I told her that the thought has crossed my mind.


----------



## BeardedAndBroken (Mar 7, 2018)

So I told her I called a polygraph place, which I really did. $395 is steep. She says she'll do it but she can't take the up and downs and wants to separate until test time. I think she's just done now because she knows I'm not gonna just let it go this time.


----------



## SentHereForAReason (Oct 25, 2017)

BeardedAndBroken said:


> So I told her I called a polygraph place, which I really did. $395 is steep. She says she'll do it but she can't take the up and downs and *wants to separate until test time*. I think she's just done now because she knows I'm not gonna just let it go this time.


That is one of the most common cheater phrases unfortunately


----------



## stro (Feb 7, 2018)

BeardedAndBroken said:


> So I told her I called a polygraph place, which I really did. $395 is steep. She says she'll do it but she can't take the up and downs and wants to separate until test time. I think she's just done now because she knows I'm not gonna just let it go this time.


 Tell her , “see ya at the polygraph”. See if she is bluffing. Also maybe now that she sees you aren’t backing down she will just come out with the whole truth so you can save $395.00.


----------



## badmemory (Jul 31, 2012)

BeardedAndBroken said:


> She says she'll do it but she can't take the up and downs and *wants to separate until test time*.


Translation: You just called my bluff, so I need to buy some uninterrupted time to see if I can work things out with the OM before I'm busted.

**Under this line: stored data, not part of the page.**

PR #740, opened 2025-05-07
Add note on telemetry and call-home functionality

sbernauer:
There is some folder restructuring in the first commit, I suggest to review them individually


modules/concepts/pages/observability/telemetry.adoc
```diff
@@ -1,4 +1,10 @@
-= Telemetry signals in operators
+= Operational telemetry signals in operators
```
Techassi, line 1: note: I think I like the original title better.

modules/concepts/pages/observability/telemetry.adoc
```diff
@@ -1,4 +1,10 @@
...
+
+[NOTE]
+====
+Telemetry data is useful for your own observability and monitoring systems.
+There is no "call-home" functionality, data is not exported out of the container unless explicitly configured.
+====
```
Techassi, line 7: suggestion: Add a full stop.

```suggestion
[NOTE]
====
Telemetry data is useful for your own observability and monitoring systems.
There is no "call-home" functionality.
Data is not exported out of the container unless explicitly configured.
====
```

modules/concepts/pages/observability/telemetry.adoc
```diff
@@ -1,4 +1,11 @@
-= Telemetry signals in operators
+= Operational telemetry signals in operators
```
sbernauer, line 1:
```suggestion
= Telemetry signals in operators
```

modules/concepts/pages/observability/telemetry.adoc
sbernauer: reverted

B&B, no genuinely remorseful spouse would ask for separation time after they got caught cheating.


----------



## Magnesium (Jun 19, 2017)

You just learned what you need to know and saved yourself the $395. File for divorce.


----------



## BeardedAndBroken (Mar 7, 2018)

I'm also thinking about confronting T. I know him, I knew him since high school. I also have his phone number.


----------



## Rubix Cubed (Feb 21, 2016)

BeardedAndBroken said:


> I'm also thinking about confronting T. I know him, I knew him since high school. I also have his phone number.


 Don't waste your time. Why should he help you? Your wife has been cheating on you with him and he doesn't want to screw that up, plus he probably doesn't want to set himself up for a possible ass whippin'. 
Tell your wife that there will be no separation unless it leads to a divorce. You can't fix anything in your marriage when you are not together and she has all of the free time she needs to hook up with T.
Personally, I would file for divorce and if she showed true remorse, came clean and passed a poly I might consider stopping the d, but I would likely follow through with it and let her earn my trust back after the divorce while competing with any other likely companion possibilities.


----------



## StarFires (Feb 27, 2018)

BeardedAndBroken said:


> I also will show affection because in a way I feel guilty that she feels so guilty. I'll say I love you too but I do it reluctantly. We also keep having really good sex through all of this. The sex been better than when we first met. I've basically took all control of the bedroom. I also made her orgasm through oral for the first time. (I know she didn't fake that) I probably shouldn't be but I have a very high sex drive and she is the opposite. So I figured get it while I can.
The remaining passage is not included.